TASK TO CARRY OUT: Output all of the entries beneath, exactly as written.
○ ○ ○ ○
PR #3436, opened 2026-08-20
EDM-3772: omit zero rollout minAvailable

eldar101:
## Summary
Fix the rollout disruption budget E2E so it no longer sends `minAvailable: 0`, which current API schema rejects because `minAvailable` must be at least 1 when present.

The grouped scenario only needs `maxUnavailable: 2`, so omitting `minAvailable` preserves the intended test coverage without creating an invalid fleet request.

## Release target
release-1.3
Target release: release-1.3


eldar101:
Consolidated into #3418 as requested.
○ ○ ○ ○
THE COMPLETED TASK:
PR #3436, opened 2026-08-20
EDM-3772: omit zero rollout minAvailable

eldar101:
## Summary
Fix the rollout disruption budget E2E so it no longer sends `minAvailable: 0`, which current API schema rejects because `minAvailable` must be at least 1 when present.

The grouped scenario only needs `maxUnavailable: 2`, so omitting `minAvailable` preserves the intended test coverage without creating an invalid fleet request.

## Release target
release-1.3
Target release: release-1.3


eldar101:
Consolidated into #3418 as requested.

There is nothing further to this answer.